The farm’s 25 conventional, organic and biotech crops include processing tomatoes, peppers, onions, seed product, corn and other annuals, in addition to walnuts, almonds, pistachios, wine grapes and olives for oil. Cameron also owns Prado Farms in Fresno County, according to a biography on the state board of food and ag’s website.

In addition to his work with the board, Cameron currently chairs the California Cotton Alliance and the McMullin Area Groundwater Sustainability Agency, is a director and past chairman for the California Tomato Growers Association, and is a director for Western Growers and the Raisin City Water District.

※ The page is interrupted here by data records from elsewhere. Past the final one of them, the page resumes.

Issue #356, opened 2023-03-19
Dependency shading is not complete, or is not configured correctly


jdcaperon:
When adding the shaded version of the snowflake dependency to our closure, we noticed that it appears that shading is not configured correctly as there are a large number of conflicts in our dependency closure. It appears that shading is configured correctly for some dependencies and not for others, particularly some transitive dependencies are not covered it seems.

I couldn't find why shading was introduced in the first place, there's very little information other than a Relocate all dependencies to internal to solve dependency conflict problem comment: https://github.com/snowflakedb/snowflake-ingest-java/pull/19

In the current 1.1.0 shaded jar there are quite a few packages that conflict with the ones in our dependency closure, including com.google.common, com.codahale.metrics, and org.eclipse.jetty

For now we are going to switch to the unshaded dependency to resolve these issues but it would be good to reconfigure the shading to be correct for the shaded version of the dependency.

leszekgruchala:
We have faced the issue too. Our solution was to change the order of loaded jars, to make snowflake-sdk the last one.

sfc-gh-tzhang:
@sfc-gh-tjones @sfc-gh-dwang Any idea about the latest question? I think the protobuf library is part of the hadoop-common? But I'm not sure why they didn't hit this issue before the refactoring.

sfc-gh-dwang:
@sfc-gh-tzhang com.google.protobuf:protobuf-java 2.5 is brought by hadoop-common 3.3.5, likely 3.3.4 uses some old version of protobuf

leszekgruchala:
@sfc-gh-tzhang @sfc-gh-tjones @sfc-gh-dwang Can you please explain why you keep the same packages of the shaded libraries? They should be different, because now the shaded jars are still available on the classpath with the original packages and are conflicting with others.

As I understand, you bring an uber jar with all your dependencies still available in the client's classpaths even though you try to hide them. It's worse than if you provide them as regular dependencies defined in the pom.xml, because now the client's can't properly evict the incorrect library versions.

I don't know about Maven, but in SBT there is a possibility to rename the packages
https://stackoverflow.com/a/40404371/804812

```
assemblyShadeRules in assembly ++= Seq(
  ShadeRule.rename("com.typesafe.config.**" -> "my_conf.@1")
    .inLibrary("com.typesafe" % "config" % "1.3.0")
    .inProject
)
```

sfc-gh-pbennes:
[...]

PR #490, opened 2023-05-03
SNOW-801398 Tidy up shaded jar

sfc-gh-lsembera:
This PR reorganizes our shaded JAR, so that the only top level packages are snowflake ones. All dependencies are shaded into the package `net.snowflake.ingest.internal`.

The script `check_content.sh` has been adapted accordingly, it now only ignores a limited set of required top-level files and directories.

Additionally, this PR removes some unnecessary transitive dependencies, particularly those pulled in by `hadoop-common`.

Tests executed:
* dew tests (both Arrow and Parquet) have passed.
* SDK integration tests have passed. The tests were extracted into a separate maven project and the SDK was added as a dependency, to make sure it tests the shaded JAR.

### DIFF
--- a/pom.xml
+++ b/pom.xml
@@ -62,7 +62,6 @@
     <slf4j.version>1.7.36</slf4j.version>
     <snappy.version>1.1.8.3</snappy.version>
     <snowjdbc.version>3.13.29</snowjdbc.version>
-
     <yetus.version>0.13.0</yetus.version>
   </properties>
 
--- a/pom.xml
+++ b/pom.xml
@@ -6,7 +6,7 @@
   <!-- Arifact name and version information -->
   <groupId>net.snowflake</groupId>
   <artifactId>snowflake-ingest-sdk</artifactId>
-  <version>1.1.3-shaded20</version>
+  <version>1.1.3</version>
   <packaging>jar</packaging>
   <name>Snowflake Ingest SDK</name>
   <description>Snowflake Ingest SDK</description>
@@ -62,6 +62,7 @@
     <slf4j.version>1.7.36</slf4j.version>
     <snappy.version>1.1.8.3</snappy.version>
     <snowjdbc.version>3.13.29</snowjdbc.version>
+
     <yetus.version>0.13.0</yetus.version>
   </properties>
 
--- a/pom.xml
+++ b/pom.xml
@@ -6,7 +6,7 @@
   <!-- Arifact name and version information -->
   <groupId>net.snowflake</groupId>
   <artifactId>snowflake-ingest-sdk</artifactId>
-  <version>1.1.3</version>
+  <version>1.1.3-shaded20</version>
   <packaging>jar</packaging>
   <name>Snowflake Ingest SDK</name>
   <description>Snowflake Ingest SDK</description>
@@ -788,6 +788,11 @@
             <artifactId>maven-shade-plugin</artifactId>
             <version>3.4.1</version>
             <configuration>
+              <artifactSet>
+                <excludes>
+                  <exclude>net.snowflake:snowflake-jdbc</exclude>
+                </excludes>
+              </artifactSet>
               <relocations>
                 <relocation>
                   <pattern>com.nimbusds</pattern>
--- a/pom.xml
+++ b/pom.xml
@@ -154,16 +154,68 @@
             <artifactId>reload4j</artifactId>
           </exclusion>
           <exclusion>
+            <groupId>com.github.pjfanning</groupId>
+            <artifactId>jersey-json</artifactId>
+          </exclusion>
+          <exclusion>
+            <groupId>com.sun.jersey</groupId>
+            <artifactId>jersey-core</artifactId>
+          </exclusion>
+          <exclusion>
+            <groupId>com.sun.jersey</groupId>
+            <artifactId>jersey-server</artifactId>
+          </exclusion>
+          <exclusion>
+            <groupId>com.sun.jersey</groupId>
+            <artifactId>jersey-servlet</artifactId>
+          </exclusion>
+          <exclusion>
+            <groupId>dnsjava</groupId>
+            <artifactId>dnsjava</artifactId>
+          </exclusion>
+          <exclusion>
             <groupId>javax.activation</groupId>
             <artifactId>activation</artifactId>
+          </exclusion>
+          <exclusion>
+            <groupId>javax.servlet</groupId>
+            <artifactId>javax.servlet-api</artifactId>
+          </exclusion>
+          <exclusion>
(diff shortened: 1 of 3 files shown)


sfc-gh-pbennes:
Ah nice, didn't know someone else was looking at #356. I opened a draft: #492 but given the discussion in #356 I'm more inclined to suggest removal of shading altogether.

leszekgruchala:
@sfc-gh-pbennes That's fine, but the problem is that the shaded jars are not shaded correctly and are conflicting with same libraries in the class path https://github.com/snowflakedb/snowflake-ingest-java/issues/356

sfc-gh-pbennes:
> @sfc-gh-pbennes I agree that unshaded JAR is a better option and maybe it should be our primary artifact (i.e. instead of having `1.1.4` and `1.1.4-unshaded`, we could have `1.1.4` and `1.1.4-shaded`). But I would argue against the removal of shading because it can help in situations when the client requires a specific version of a dependency, but we are shipping with a different, incompatible version. Some potential suspects would be Hadoop or Jackson.

Yeah if we need to shade one or two things that's fine but we probably don't need to shade everything.

sfc-gh-tjones (approved):
I'm good with this but let's have Preston have the final say as I am not a Java wizard.

sfc-gh-pbennes (changes requested):
I ran the version of check_content.sh from https://github.com/snowflakedb/snowflake-ingest-java/blob/f0137e6ef51a52a7ab90029fe8102043728a5a60/scripts/check_content.sh and noticed that unrelocated shaded snowflake-jdbc classes are present. snowflake-jdbc should either be relocated or excluded from shading:

```
[pbennes@SDP_DevVM-pbennes snowflake-ingest-java]$ scripts/check_content.sh | grep -v META-INF | head
[ERROR] Ingest SDK jar includes classes outside net.snowflake.ingest
Found classes in jar:
com/snowflake/client/jdbc/SnowflakeDriver.class
net/snowflake/client/core/AssertUtil.class
net/snowflake/client/core/BasicEvent$QueryState.class
```

sfc-gh-japatel:
> Ah nice, didn't know someone else was looking at #356. I opened a draft: #492 but given the discussion in #356 I'm more inclined to suggest removal of shading altogether.

Wouldnt removing shading altogether considered a behavior change? IIUC, this will force users of this jar to add more dependencies?

sfc-gh-pbennes:
> > Ah nice, didn't know someone else was looking at #356. I opened a draft: #492 but given the discussion in #356 I'm more inclined to suggest removal of shading altogether.
> 
> Wouldnt removing shading altogether considered a behavior change? IIUC, this will force users of this jar to add more dependencies?

For relocated dependencies yes because there would now be an interaction for dependencies with multiple uses in a project consuming the ingest sdk. If any our first-order dependencies (ex. hadoop) require us to pull in ancient versions of commonly used dependencies (ex. protobuf-java) continuing to shade those may make sense, if we can't just outright exclude them, to avoid irreconcilable differences for people consuming snowflake-ingest-sdk.

For unrelocated shaded dependencies _basically_ no because it's the same as if the dependency weren't shaded at all. The caveat here is that unrelocated shaded dependencies have the potential to be problematic due to the class conflict issue described in #492 where it's not going to be immediately obvious to someone consuming snowflake-ingest-sdk that they're going to get a version of those shaded unrelocated classes they may not expect depending on where snowflake-ingest-sdk appears in their pom.xml (assuming maven, IDK offhand how gradle etc. handles this problem).

Basically:
- Anything shaded MUST be relocated
- We should be highly selective about what gets shaded/relocated

scripts/check_content.sh
```diff
@@ -1,33 +1,40 @@
...
-    | grep -v "lookup.class" | grep -v "update.class" | grep -v "dig.class" | grep -v "jnamed"  \
-    ; then
-  echo "[ERROR] Ingest SDK jar includes class not under the snowflake namespace"
+
+if jar tvf $DIR/../target/snowflake-ingest-sdk.jar  | awk '{print $8}' | \
+    # Ignore directories
+    grep -v -E '/$' | \
+
+    # Snowflake top-level packages are allowed
+    grep -v -E "^(net|com)/snowflake" | \
```
sfc-gh-pbennes, line 16: This line should be adjusted to only cover the classes in this project. Currently it misses the shaded unrelocated snowflake-jdbc classes.

sfc-gh-pbennes (approved):
This LGTM with snowflake-jdbc excluded and the update to check_content.sh

sfc-gh-tzhang:
> @sfc-gh-pbennes I agree that unshaded JAR is a better option and maybe it should be our primary artifact (i.e. instead of having `1.1.4` and `1.1.4-unshaded`, we could have `1.1.4` and `1.1.4-shaded`). But I would argue against the removal of shading because it can help in situations when the client requires a specific version of a dependency, but we are shipping with a different, incompatible version. Some potential suspects would be Hadoop or Jackson.

I don't think now it's a good time to update the default behavior, this would be a big behavior change that needs to be communicated with customers carefully and we haven't heard many complains so far. I suggest we keep releasing `1.1.4` and `1.1.4-unshaded,` customers that want the unshaded version could use that and then we could see the usage from internal telemetry to conclude on the direction we want to go.

pom.xml
```diff
@@ -62,6 +62,7 @@
     <slf4j.version>1.7.36</slf4j.version>
     <snappy.version>1.1.8.3</snappy.version>
     <snowjdbc.version>3.13.29</snowjdbc.version>
+
```
sfc-gh-tzhang, line 65: nit: remove extra space?

sfc-gh-tzhang (approved):
LGTM, thanks @sfc-gh-lsembera !

sfc-gh-pbennes:
> > @sfc-gh-pbennes I agree that unshaded JAR is a better option and maybe it should be our primary artifact (i.e. instead of having `1.1.4` and `1.1.4-unshaded`, we could have `1.1.4` and `1.1.4-shaded`). But I would argue against the removal of shading because it can help in situations when the client requires a specific version of a dependency, but we are shipping with a different, incompatible version. Some potential suspects would be Hadoop or Jackson.
> 
> I don't think now it's a good time to update the default behavior, this would be a big behavior change that needs to be communicated with customers carefully and we haven't heard many complains so far. I suggest we keep releasing `1.1.4` and `1.1.4-unshaded,` customers that want the unshaded version could use that and then we could see the usage from internal telemetry to conclude on the direction we want to go.

Agreed. My comments are more on the direction and long term goals and less on the immediate PR which is a step in the right direction.

pom.xml
sfc-gh-lsembera: Fixed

He was named the 2017 Agriculturalist of the Year by the Fresno Chamber of Commerce, and Terranova Ranch was given a 2017 Governor’s Environmental Leadership Award for his flood capture and recharge project.

FLOODING FIELDS

The project began with a grant from the USDA’s Natural Resources Conservation Service, which enables him to take excess water from the river during wet winters for recharge. The practice has saved several downstream farms and communities from flooding, he says.

After initially applying water to his pistachio, wine grape and alfalfa fields as well as open ground that was slated to be planted with tomatoes, Cameron reported seeing no decreases in yields from any of the crops the next season.

Flows on the Kings River can fluctuate, but they’re generally consistent, Cameron says.

“When it floods, there’s really a lot of water,” he says.

Part of the challenge for Cameron has been building the conveyance system to move large amounts of water to his almond orchards and other fields with soils that are most conducive to recharge, he says.

“These flood flows run fast and run big,” Cameron says. “You’ve got to have the capacity to capture them and bring them on-farm.”

Approvals for various aspects of the project can be slow in coming. For instance, Cameron obtained a grant from the state Department of Water Resources in 2012 and only started moving dirt in 2018, he says.

“Any project you want to do takes time,” he says.

“I spend about 70 percent of my time on water issues, which is crazy,” Cameron says. “I love to farm, but without water you’re done.”